Hundreds Rally Asking Gov. Cuomo to Deny the Constitution Pipeline
Nearly 400 people from across the state of New York and beyond rallied in Albany today asking Gov. Cuomo to stand up to the Federal Energy Regulatory Commission (FERC) and use the state's authority under the Clean Water Act to deny the 401 water quality certificate for the Constitution Pipeline.
The Constitution Pipeline, a joint venture between Williams Pipeline Companies and Cabot Oil & Gas, would run approximately 124 miles from Susquehanna County, Pennsylvania to Schoharie County, New York. The pipeline would be 30 inches in diameter, and transport natural gas—the equivalent of 4.68 million gallons of oil per day—from the Marcellus Shale in Pennsylvania to New York state.

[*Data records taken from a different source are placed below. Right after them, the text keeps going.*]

Issue #2615, opened 2022-09-06
x/gamm: make balancer `JoinPool` empty return value on error consistent with that of `CalcJoinPoolShares`


AlpinYukseloglu:
## Background

Note: this is a minor code hygiene change

Our current balancer implementation for `JoinPool` returns `sdk.Int{}` as `numShares` upon hitting an error, while all of its subsidiary functions return `sdk.ZeroInt()`. `sdk.Int{}` looks really messy in error messages and in general we want consistent error returns along a chain of function calls, so I think this would be a worthwhile change to make.

cc: @ValarDragon would this break anything?

## Suggested Design

- Replace balancer `JoinPool`'s empty return value on error with `sdk.ZeroInt()`
https://github.com/osmosis-labs/osmosis/blob/0b260495245c77d1967d5ef1379387357350d226/x/gamm/pool-models/balancer/pool.go#L656

## Acceptance Criteria

- All existing tests pass

hieuvubk:
@AlpinYukseloglu @ValarDragon should we close this issue, I can work on it

AlpinYukseloglu:
Feel free to pick this up!

AlpinYukseloglu:
Looks like we aren't going to be implementing this – thanks for taking a crack at it anyway @RusAkh!

https://github.com/osmosis-labs/osmosis/pull/2820#issuecomment-1256620893

PR #2820, opened 2022-09-22
from Int{} to ZeroInt() balancer pool

RusAkh:
Closes: #2615 

For the sake of cleanness returns in balancer/pool.go now return sdk.ZeroInt()

## Brief Changelog
Same as purpose

## Testing and Verifying

Changed value in TestJoinPool -> after that all current tests passed

  - Does this pull request introduce a new feature or user-facing behavior changes? No
  - Is a relevant changelog entry added to the `Unreleased` section in `CHANGELOG.md`? No

### DIFF
--- a/x/gamm/pool-models/balancer/pool.go
+++ b/x/gamm/pool-models/balancer/pool.go
@@ -449,7 +449,7 @@ func (p *Pool) PokePool(blockTime time.Time) {
 func (p Pool) GetTokenWeight(denom string) (sdk.Int, error) {
 	PoolAsset, err := p.GetPoolAsset(denom)
 	if err != nil {
-		return sdk.Int{}, err
+		return sdk.ZeroInt(), err
 	}
 
 	return PoolAsset.Weight, nil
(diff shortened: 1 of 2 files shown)


AlpinYukseloglu (approved):
LGTM!

p0mvn (approved):

mattverse (commented):
Thanks for this PR! Glad that we brought this topic up!

I personally would prefer the other way around, where we would change existing zeroints to Int{}. The reason for this is because although we would have error catchers on the callers, I think we double ensure saftey for this within the method by returning a empty struct. IMO using zero int values can lead to using the zero value as the actual value in some cases.

Thoughts? cc. @AlpinYukseloglu @p0mvn

ValarDragon:
I'm not a fan of this, and don't understand why we would change this behavior.

p0mvn:
Thanks for the PR @RusAkh . Based on the discussions, we would like to instead be returning `sdk.Int{}` in similar cases so I'm going to close this

Issue #2791, opened 2022-09-20
Cleanup Balancer Pools


mattverse:
## Background

We currently have many unimportant pools, that were created before pool creation fees were created.
This burdens front end developers and node operators, causing high network fees in the pools query.

## Suggested Design

Proposed way of doing this is referencing https://github.com/osmosis-labs/osmosis/blob/main/x/gamm/keeper/pool.go#L115, and including it in V13. 

The code snippet we've created back in the days. (We need a sincere review on this (maybe rewrite the entire function since most of the pool APIs are now outdated) as this was created long time ago). 

## Acceptance Criteria

- Rewrite or have deep code review on `CleanupBalancerPool`
- Add test cases for `CleanupBalancerPool`

JohnnyWyles:
Bumping this as it has been raised again.
We have governance approval for this from the early days of the chain.
https://www.mintscan.io/osmosis/proposals/85

ValarDragon:
We have decided that this does not make sense to do on-chain given the current state of Osmosis. The goal can be achieved by making a new query that skips these pools.

PR #2821, opened 2022-09-22
Cleanup Balancer Pools

mattverse:
Closes: #2791 

The purpose of this change is to add functionality to delete unnecessary pools that were created before pool creation fees were created. Unnecessary pools should be removed, as it burdens front end developers and node operators, causing high network fees in the pools query.

The actual implementation, which includes testing and implementations on the upgrade handler is TBD once this PR has passed. 

## Brief Changelog
- Add method to cleanup existing pools

## Testing and Verifying
Added new tests


x/gamm/keeper/pool_test.go
```diff
@@ -1,222 +1,65 @@
...
+		{
+			name:           "create pool with default coins, join pool with default coins",
+			createPoolFund: defaultCoins,
+			joinPoolFund:   defaultCoins,
+		},
+		{
+			name:           "create pool with default coins, join pool larger coins",
+			createPoolFund: defaultCoins,
+			joinPoolFund:   defaultCoins.Add(defaultCoins...),
+		},
```
mattverse, line 32: TODO: think about cases where we can have rounding errors

x/gamm/keeper/pool.go
```diff
@@ -105,97 +105,110 @@ func (k Keeper) DeletePool(ctx sdk.Context, poolId uint64) error {
...
+		}
+
+		// Refund assets
+		// lpShareEquivalentTokens = (amount in pool) * (your shares) / (total shares)
+		for _, asset := range poolLiquidity[shareDenom] {
+			lpShareEquivalentTokens := asset.Amount.Mul(coin.Amount).Quo(totalShares[shareDenom])
+			if lpShareEquivalentTokens.IsZero() {
+				continue
+			}
+
```
p0mvn, line 166:
```suggestion
```

x/gamm/keeper/pool.go
```diff
@@ -105,97 +105,110 @@ func (k Keeper) DeletePool(ctx sdk.Context, poolId uint64) error {
...
+	for _, poolId := range poolIds {
+		pool, err := k.GetPoolAndPoke(ctx, poolId)
+		if err != nil {
+			return err
+		}
+		shareDenom := types.GetPoolShareDenom(poolId)
+
+		// sanity check that we have no remaining shares
+		if !poolLiquidity[shareDenom].IsZero() {
+			panic("pool total share should be zero after cleanup")
```
p0mvn, line 194: consider returning an error here fore easier testing. I'm assuming the caller (upgrade handler) would panic on any error anyways

x/gamm/keeper/pool.go
```diff
@@ -105,97 +105,110 @@ func (k Keeper) DeletePool(ctx sdk.Context, poolId uint64) error {
...
-
-// 		err = k.DeletePool(ctx, pool.GetId())
-// 		if err != nil {
-// 			return err
-// 		}
-// 	}
-
-// 	return nil
-// }
+func (k Keeper) CleanupBalancerPool(ctx sdk.Context, poolIds []uint64) (err error) {
```
p0mvn, line 114: I think we should consider renaming this to `CleanupPools` because this should work for stableswap pools as well. There are currently no type checks that this is balancer-specific

x/gamm/keeper/pool.go
```diff
@@ -105,97 +105,110 @@ func (k Keeper) DeletePool(ctx sdk.Context, poolId uint64) error {
...
+	// we use maps here because we can't alter the state of pool directly
+	poolAddresses := make(map[string]sdk.AccAddress)
+	totalShares := make(map[string]sdk.Int)
+	poolLiquidity := make(map[string]sdk.Coins)
```
p0mvn, line 118: Wdyt about having:
```
type poolInfo struct {
    address sdk.AccAddress\
    totalShares sdk.Int
    liquidity sdk.Coins
}

poolInfo := map[string]poolInfo{}
```

It seems to be a common pattern to need more than one of this field on each iteration so by consolidating this in a struct, we would do one map lookup instead of 3

p0mvn: We could get all 3 at the beginning of iteration and update the map with the new amounts at the end to minimize the number of map accesses.

x/gamm/keeper/pool.go
mattverse: makes sense1

x/gamm/keeper/pool.go
mattverse: makes sense to me! fixed!

mattverse (commented):
Suppose we have 13uosmo, 13uatom in the pool. 
Also suppose
- `accountA` has 3 shares, `accountB` has 3 shares, `accountC` has 4shares, with the total pool shares being 11 shares. 

Iterating over three users in the order of account C, account B, account A, each account would end up having (4uatom, 4uosmo), (5uatom, 5uosmo), (4uatom, 4uosmo) respectively. 

Now suppose we iterate in the order of account A, account B, account C. Each account would end up having (3uatom, 3uosmo), (5uatom, 5uosmo), (5uatom, 5uosmo),  respectively. 

This means that the order of exiting pool makes difference in how much each account would get refunded, and the current way of calculating pool lqiduidity to refund would not work. 

Marking this PR as a draft, changing this to simply calculating how much pool liquidity each share accounts for and them refunding (num_shares) * (pool_liquidity_per_share)

mattverse:
Updated how we calculate pool share per liquidity for liquidity refund. R4R!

The rally was organized by Stop the Pipeline, with the support of 60 participating organizations. The event included speeches from prominent environmentalists, including Waterkeeper Alliance president Robert F. Kennedy, Jr., and a march from the capitol to the headquarters of the New York Department of Environmental Conservation. People whose land has already been taken by eminent domain for the construction of the pipeline led the march, followed by “the spirit of the Susquehanna,” symbolizing the water that nourishes all life.
“FERC is a rogue agency that is captured by the very industry it is supposed to regulate,” Kennedy said. “We need to reclaim our democracy from corporations that routinely pollute our water, and are now taking people’s land for their profit. Governor Cuomo can continue his environmental leadership by denying this 401 water quality certificate.”
“I implore Governor Cuomo to protect the health and safety of all New Yorkers by saying no to dangerous fracked gas pipelines and other fossil fuel infrastructure,” Wenonah Hauter, executive director of Food & Water Watch, said at today's rally.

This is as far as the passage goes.